Here at The Evening Class, Michael Hawley provided an excellent overview and I spoke with Artistic Director Stephen Salmons, parts one and two.
Delfin Vigil likewise chatted with Salmons for the San Francisco Chronicle, detailing how the festival has "resurrected history" with such screenings as this year's Her Wild Oat (1927), for which I understand ticket sales were especially brisk.
At SF360, Mary B. Scott furnished her own overview, highlighting William Desmond Taylor's The Soul of Youth (1920)—"[A] gritty study of baby trafficking, unloved orphans, homeless young men, corrupt politicians, reformers and amazingly understanding judges"—and The Silent Enemy (1930), which she placed in the context of quasi-ethnographic docudrama replete with "absolutely gorgeous" photography, "fascinating" rituals, and a "thrilling" caribou stampede. Scott found the film "simply stunning" and "amazingly well-shot and edited."
At the San Francisco Bay Guardian, Dennis Harvey traced how the orphan as a staple figure in silent cinema serves as a "popular dramatic conceit" in Taylor's The Soul of Youth. Erik Morse focused on the "mutilation masterpiece" centerpiece The Man Who Laughs (1928).

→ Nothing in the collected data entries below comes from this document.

PR #6216, opened 2025-08-01
Upgrade pillow to 11.3.0

kaixi-wang:

pillow upgraded to [11.3.0](https://pillow.readthedocs.io/en/stable/releasenotes/11.3.0.html#) from version [6.2.0](https://pillow.readthedocs.io/en/stable/releasenotes/6.2.0.html) due to the vulnerability [CVE-2025-48379](https://www.cve.org/CVERecord?id=CVE-2025-48379)

(Details)

        notes for FiftyOne users.

-   [ ] Other

### DIFF
--- a/setup.py
+++ b/setup.py
@@ -53,7 +53,7 @@ INSTALL_REQUIRES = [
     "numpy",
     "packaging",
     "pandas",
-    "Pillow>=6.2",
+    "Pillow>=11.3.0",
     "plotly>=4.14",
     "pprintpp",
     "psutil",


swheaton (changes requested):
Don't think this is a good idea to do so far upstream, it may break sdk users.
We should pin it in the services affected.

kaixi-wang:
> Don't think this is a good idea to do so far upstream, it may break sdk users. We should pin it in the services affected.

actually looking at the releasenotes, the issue was only introduced in 11.2.0 so can we just disallow that version? (https://pillow.readthedocs.io/en/stable/releasenotes/11.3.0.html#security)

afoley587 (approved):

PR #6219, opened 2025-08-04
Fix instance segmentation model tags in zoo manifest

CharlesCNorton:
Update 18 YOLO segmentation models entries in the model zoo (manifest-torch.json) to use "instances" tag instead of  "segmentation" tag. These models output Detection labels with masks  (instance segmentation) rather than Segmentation labels (semantic  segmentation), so they should be tagged as "instances" for consistency.

Affected models:
- All yolov8*-seg models
- All yolov9*-seg models  
- All yolo11*-seg models
- All yoloe* segmentation models

This PR updates the tags for 18 YOLO segmentation models in `manifest-torch.json` from `"segmentation"` to `"instances"`. These models perform instance segmentation (detecting individual objects with masks) rather than semantic segmentation (pixel-wise classification), so their tags should reflect this distinction. The change ensures consistency across the model zoo where instance segmentation models use the "instances" tag.

This is a metadata-only change to the model manifest JSON file. The change can be and was verified by:
- Checking that the JSON remains valid after the tag updates
- Confirming that model filtering/searching by "instances" tag now includes these YOLO segmentation models
- Verifying that the models still load correctly through the model zoo
- Pulling the branch, building, and loading the affected models.

        notes for FiftyOne users.

Fixed model zoo tagging: YOLO segmentation models are now correctly tagged as "instances" instead of "segmentation" to reflect that they perform instance segmentation.

-   [ ] Other

### DIFF
--- a/fiftyone/zoo/models/manifest-torch.json
+++ b/fiftyone/zoo/models/manifest-torch.json
@@ -3803,7 +3803,7 @@
                     "support": true
                 }
             },
-            "tags": ["segmentation", "coco", "torch", "yolo", "official"],
+            "tags": ["instances", "coco", "torch", "yolo", "official"],
             "date_added": "2024-04-02 19:22:51"
         },
         {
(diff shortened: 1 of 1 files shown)


manushreegangwar (approved):
Thanks for fixing this, @CharlesCNorton. LGTM!

PR #6231, opened 2025-08-06
Fix visualization for semantic segmentation and add confidence thresholding

manushreegangwar:

- Enforce class indices to start at 1 for models where class index 0 doesn't correspond to background class. This is to fix semantic segmentation mask visualization (app doesn't visualize mask pixels set to 0 class index).
- Enable confidence thresholding for semantic segmentation masks so that any mask pixel with confidence below threshold is assigned to class index 0.

```
# Semantic segmentation models in the zoo
'deeplabv3-resnet101-coco-torch',
 'deeplabv3-resnet50-coco-torch',
 'fcn-resnet101-coco-torch',
 'fcn-resnet50-coco-torch',
 'group-vit-segmentation-transformer-torch',
 'segformer-b0-ade20k-torch',
 'segformer-b1-ade20k-torch',
 'segformer-b2-ade20k-torch',
 'segformer-b3-ade20k-torch',
 'segformer-b4-ade20k-torch',
 'segformer-b5-ade20k-torch',
 'segmentation-transformer-torch'
```

1. Run semantic segmentation for all models with multiple confidence thresolds
```
import fiftyone as fo
import fiftyone.zoo as foz

for model_name in seg_models:
    if model_name == 'group-vit-segmentation-transformer-torch':
        model = foz.load_zoo_model("group-vit-segmentation-transformer-torch",
                    text_prompt="a photo of a",
                    classes=["cat", "dog", "bear", "person", "vehicle", "other"])
    else:
        model = foz.load_zoo_model(model_name)

    for conf in [0.0, 0.25, 0.8]:
        label_field = (f"{model_name}_conf{conf}").replace(".","")
        print(label_field)
        dataset.mask_targets[label_field] = model.mask_targets
        dataset.apply_model(model, label_field=label_field, batch_size=8, confidence_thresh=conf)
```

2. Run semantic segmentation on `develop` and compare output against this branch for confidence threshold set to 0.0
```
for model_name in seg_models[:-1]:
    if model_name == 'group-vit-segmentation-transformer-torch':
        model = foz.load_zoo_model("group-vit-segmentation-transformer-torch",
                    text_prompt="a photo of a",
                    classes=["cat", "dog", "bear", "person", "vehicle", "other"])
    else:
        model = foz.load_zoo_model(model_name)

    label_field = (f"{model_name}_dev")
    print(label_field)
    if model.mask_targets:
        dataset.mask_targets[label_field] = model.mask_targets
    dataset.apply_model(model, label_field=label_field, batch_size=8, skip_failures=False)

# For models with no 0 in mask target keys, increment masks by 1 for evaluation (groupvit, segmentation-transformer-torch)

for model_name in seg_models:
    label_field = (f"{model_name}_dev")
    br_label_field = (f"{model_name}_conf00")
    results = dataset.evaluate_segmentations(
        br_label_field,
        gt_field=label_field,
        eval_key=model_name.replace("-","_"),
    )
    print(results.print_metrics())
```

3. Qualitative evaluation in the app to check whether mask visualization looks good.

        notes for FiftyOne users.

All semantic segmentation torch models support confidence thresholding and the class indices start at 1 for segmentation masks.
 
-   [x] Other

## Summary by CodeRabbit

* **New Features**
  * Option to reserve a dedicated background index in semantic segmentation outputs.
  * Per-pixel confidence thresholding to mark low-confidence pixels as background.
  * Accepts either raw logits or softmaxed outputs and supports more flexible input arguments.

* **Improvements**
  * Mask-to-class mappings now derive from model classes and respect background reservation.

### DIFF
--- a/fiftyone/utils/torch.py
+++ b/fiftyone/utils/torch.py
@@ -1655,7 +1655,7 @@ class SemanticSegmenterOutputProcessor(OutputProcessor):
         confidence_thresh = kwargs.pop("confidence_thresh", None)
         if confidence_thresh:
             confidence = probs.max(axis=1)
-            conf_mask = confidence > confidence_thresh
+            conf_mask = confidence >= confidence_thresh
             masks[~conf_mask] = 0
         return [fol.Segmentation(mask=mask) for mask in masks]
 
--- a/fiftyone/utils/torch.py
+++ b/fiftyone/utils/torch.py
@@ -1623,8 +1623,19 @@ class SemanticSegmenterOutputProcessor(OutputProcessor):
         Returns:
             a list of :class:`fiftyone.core.labels.Segmentation` instances
         """
-        probs = output["out"].detach().cpu().numpy()
+        out = output["out"].detach().cpu()
+        if not (torch.all(out >= 0.0) and torch.all(out <= 1.0)):
+            probs = out.softmax(dim=1).numpy()
+        else:
+            probs = out.numpy()
         masks = probs.argmax(axis=1)
+        confidence_thresh = kwargs.pop("confidence_thresh", None)
+        confidence_thresh = confidence_thresh if confidence_thresh else 0
+        conf_mask = masks > confidence_thresh
+        masks[~conf_mask] = -1
+
+        # Increment class index by 1 since 0 is reserved for background in the app.
+        masks += 1
         return [fol.Segmentation(mask=mask) for mask in masks]
 
 
--- a/fiftyone/utils/torch.py
+++ b/fiftyone/utils/torch.py
@@ -1642,10 +1642,10 @@ class SemanticSegmenterOutputProcessor(OutputProcessor):
         Returns:
             a list of :class:`fiftyone.core.labels.Segmentation` instances
         """
-        out = output["out"]
+        out = output["out"].detach().cpu()
         if not self.has_softmax_out:
             out = out.softmax(dim=1)
-        probs = out.detach().cpu().numpy()
+        probs = out.numpy()
 
         masks = probs.argmax(axis=1)
         if self.no_background_cls:
--- a/fiftyone/utils/torch.py
+++ b/fiftyone/utils/torch.py
@@ -963,10 +963,17 @@ class TorchImageModel(
             mask_targets_path = fou.fill_patterns(config.mask_targets_path)
             return etal.load_labels_map(mask_targets_path)
 
-        if config.classes:
-            mask_targets = {
-                idx + 1: val for idx, val in enumerate(config.classes)
-            }
+        if self.classes and config.output_processor_args:
+            if config.output_processor_args.get("no_background_cls", False):
+                mask_targets = {
+                    idx + 1: val for idx, val in enumerate(self.classes)
+                }
+            else:
+                # Class at index 0 is treated as background class.
+                # This class is neither visualized in the app nor used in evaluate_segmentations.
+                mask_targets = {
+                    idx: val for idx, val in enumerate(self.classes)
+                }
             return mask_targets
 
         return None
--- a/fiftyone/utils/torch.py
+++ b/fiftyone/utils/torch.py
@@ -1617,11 +1617,15 @@ class SemanticSegmenterOutputProcessor(OutputProcessor):
         classes (None): the list of class labels for the model. This parameter
             is not used
         no_background_cls (False): if true, class indices are incremented by 1 in the mask
+        has_softmax_out (True): if false, softmax is applied to output predictions.
     """
 
-    def __init__(self, classes=None, no_background_cls=False):
+    def __init__(
+        self, classes=None, no_background_cls=False, has_softmax_out=True
+    ):
         self.classes = classes
         self.no_background_cls = no_background_cls
+        self.has_softmax_out = has_softmax_out
 
     def __call__(self, output, *args, **kwargs):
         """Parses the model output.
@@ -1638,11 +1642,11 @@ class SemanticSegmenterOutputProcessor(OutputProcessor):
         Returns:
             a list of :class:`fiftyone.core.labels.Segmentation` instances
         """
-        out = output["out"].detach().cpu()
-        if not (torch.all(out >= 0.0) and torch.all(out <= 1.0)):
-            probs = out.softmax(dim=1).numpy()
-        else:
-            probs = out.numpy()
+        out = output["out"]
+        if not self.has_softmax_out:
+            out = out.softmax(dim=1)
+        probs = out.detach().cpu().numpy()
+
         masks = probs.argmax(axis=1)
         if self.no_background_cls:
             # Increment class index by 1 since 0 is reserved for background in the app.
--- a/fiftyone/utils/torch.py
+++ b/fiftyone/utils/torch.py
@@ -963,7 +963,11 @@ class TorchImageModel(
             mask_targets_path = fou.fill_patterns(config.mask_targets_path)
             return etal.load_labels_map(mask_targets_path)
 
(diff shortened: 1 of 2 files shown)


fiftyone/utils/torch.py
```diff
@@ -1623,8 +1638,21 @@ def __call__(self, output, *args, **kwargs):
         Returns:
             a list of :class:`fiftyone.core.labels.Segmentation` instances
         """
-        probs = output["out"].detach().cpu().numpy()
+        out = output["out"].detach().cpu()
+        if not (torch.all(out >= 0.0) and torch.all(out <= 1.0)):
```
PeterOttoMoeller: Is this because some models already apply softmax? Would it be less brittle/more straightforward to add some kind of configuration parameter for these two cases (softmax already applied or not) instead of this numeric check?

fiftyone/utils/torch.py
```diff
@@ -1623,8 +1638,21 @@ def __call__(self, output, *args, **kwargs):
         Returns:
             a list of :class:`fiftyone.core.labels.Segmentation` instances
         """
-        probs = output["out"].detach().cpu().numpy()
+        out = output["out"].detach().cpu()
```
PeterOttoMoeller, line 1649: Could we keep all the following tensor operations that were added with this PR on the GPU? I am not sure if that would actually have a runtime advantage, but they all seem to be quite parallelizable

fiftyone/utils/torch.py
```diff
@@ -963,6 +963,19 @@ def _parse_mask_targets(self, config):
             mask_targets_path = fou.fill_patterns(config.mask_targets_path)
             return etal.load_labels_map(mask_targets_path)
 
+        if self.classes and config.output_processor_args:
+            if config.output_processor_args.get("no_background_cls", False):
```
PeterOttoMoeller, line 971: If the model DOES output a background class, we set `mask_targets` to start at 1 for the first class in `classes`. Do we know for certain that `classes` does not include "backgorund" as a class? 

In general, does the order of classes in `classes` always exactly correspond to the model's output? (Assuming this is indeed enforced somewhere else or simply has to be assumed to be true through correct configuration -- just wanting to make sure)

fiftyone/zoo/models/manifest-torch.json
```diff
@@ -2769,7 +2769,11 @@
             "size_bytes": null,
             "default_deployment_config_dict": {
                 "type": "fiftyone.utils.transformers.FiftyOneTransformerForSemanticSegmentation",
-                "config": {}
+                "config": {
+                    "output_processor_args": {
+                        "no_background_cls": true
```
PeterOttoMoeller: Potentially dumb/obvious question: how did you find out that only these 2 specific models `segmentation-transformer-torch` and `group-vit-segmentation-transformer-torch` do not output 0 as background?

PeterOttoMoeller:
I am running this 

`semseg_models = foz.list_zoo_models(tags="segmentation")
# Remove tensorflow models
semseg_models = [model for model in semseg_models if not model.endswith("-tf")]

print(semseg_models)`

on current develop and am getting more than your 6 models in the PR description:

['deeplabv3-resnet101-coco-torch', 'deeplabv3-resnet50-coco-torch', 'fcn-resnet101-coco-torch', 'fcn-resnet50-coco-torch', 'group-vit-segmentation-transformer-torch', 'segformer-b0-ade20k-torch', 'segformer-b1-ade20k-torch', 'segformer-b2-ade20k-torch', 'segformer-b3-ade20k-torch', 'segformer-b4-ade20k-torch', 'segformer-b5-ade20k-torch', 'segmentation-transformer-torch']

fiftyone/utils/torch.py
manushreegangwar: Good question. This change doesn't take into consideration whether there is a "background" class in the model config or not. If the class at index "0" is background (in 'deeplabv3-resnet101-coco-torch' as an example), we will skip incrementing if `no_background_cls = False`. We assume that background class will be class index 0 or assumed to be not present. If there is "background"/ "other" class at any other index, it will be visualized. 

If there's a need to configure classes that are to be treated as class index 0, we can introduce a new parameter to configure such classes. I would do it as a separae PR. 

>  does the order of classes in classes always exactly correspond to the model's output?

https://github.com/voxel51/fiftyone/blob/develop/fiftyone/utils/torch.py#L952-L966
This is not strictly enforced but is assumed that the model configuration is done correctly. Also, `mask_targets` doesn't affect model inference. It is only used for [visualizing per-pixel labels in the app.](https://github.com/voxel51/fiftyone/blob/develop/fiftyone/utils/torch.py#L952-L966). Note that line 966 - 977 are not  required for visualizations to work correctly.

fiftyone/utils/torch.py
manushreegangwar: Good point. I will move softmax to gpu.

fiftyone/utils/torch.py
manushreegangwar: Do you mean add it as a model configuration parameter? Yes, that works.

fiftyone/zoo/models/manifest-torch.json
manushreegangwar: If you look at the visualization in the app, you can see that class at index 0 (let's say "cat") is not visualized correctly. More details in jira about this.

fiftyone/utils/torch.py
PeterOttoMoeller: Great, sounds good to me, feel free to resolve conversation

fiftyone/zoo/models/manifest-torch.json
```diff
@@ -89,7 +92,14 @@
...
             },
-            "tags": ["segmentation", "coco", "torch", "resnet", "deeplabv3", "official"],
+            "tags": [
+                "segmentation",
+                "coco",
+                "torch",
+                "resnet",
+                "deeplabv3",
+                "official"
+            ],
```
manushreegangwar, line 102: I can undo the pylint changes if needed but the pre-commit hook is applying these.

fiftyone/utils/torch.py
manushreegangwar: Done

fiftyone/utils/torch.py
manushreegangwar: Added `has_softmax_out` to the output processor. All segmentation models currently in the zoo require this to be true.

fiftyone/utils/torch.py
```diff
@@ -1623,8 +1642,21 @@ def __call__(self, output, *args, **kwargs):
...
             a list of :class:`fiftyone.core.labels.Segmentation` instances
         """
-        probs = output["out"].detach().cpu().numpy()
+        out = output["out"]
+        if not self.has_softmax_out:
+            out = out.softmax(dim=1)
+        probs = out.detach().cpu().numpy()
+
         masks = probs.argmax(axis=1)
+        if self.no_background_cls:
```
PeterOttoMoeller, line 1655: Could all the following tensor operations not also stay on the GPU? Essentially till the return

fiftyone/zoo/models/manifest-torch.json
PeterOttoMoeller: Seems more readable to me this way, would keep

fiftyone/utils/torch.py
manushreegangwar: They may but since these are not very heavy operations it is probably better to move them to CPU

manushreegangwar: I have moved all post-processing to cpu for this PR but let's continue the discussion on GPU post-processing and tackle that in a separate PR.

Much of the research material Brian Darr collected for Teinosuke Kinugasa's Jujiro (1928) and Japanese silent cinema had to be left out of his program guide essay and slide show presentation due to space limitations; but, fortunately, Hell on Frisco Bay caught the spillover. He detailed Jujiro's significant reception in the West, compiled an entry on Kinugasa sources and links and posted another on Kinugasa and the benshi tradition.
Anne M. Hockens anticipates the festival by asking: "Are you ready for the marathon?" She highlighted Rene Clair's Two Timid Souls and the debut performance of the Bay Area's Baguette Quartette "known primarily for their renditions of classic Parisian dance hall music." She likewise drew focus to gay cinema landmark Mikaël (1924) by Carl Dreyer, Kinugasa's "surrealistic and visually expressionistic" Jujiro, and Lotte Reiniger's animated wonder The Adventures of Prince Achmed (1926), which her cohort David Jeffers lovingly wrote up for SIFFBlog earlier this year.
Jeffers—who literally counted down the hours until opening night of the festival—wrote up the opening night feature The Kid Brother. Noting that Harold Lloyd "considered The Kid Brother to be lacking sufficient action and humor", Jeffers counters that in reality Lloyd's "tenth of eleven silent features was the synthesis of all his acquired talents. It was Lloyd's greatest success in blending his trademark gags with well-developed characters, and a thoughtful, engaging story." At Six Martinis and the Seventh Art, Shahn confessed that Harold Lloyd was her "very first crush" and wrote up her remaining infatuations from the weekend's program.
Jeffers also "camped out" at the Castro with The Man Who Laughs and The Unknown and spent Sunday night "with the girls", namely Colleen Moore in Her Wild Oat and Marion Davies in The Patsy.
Cross-published on Twitch.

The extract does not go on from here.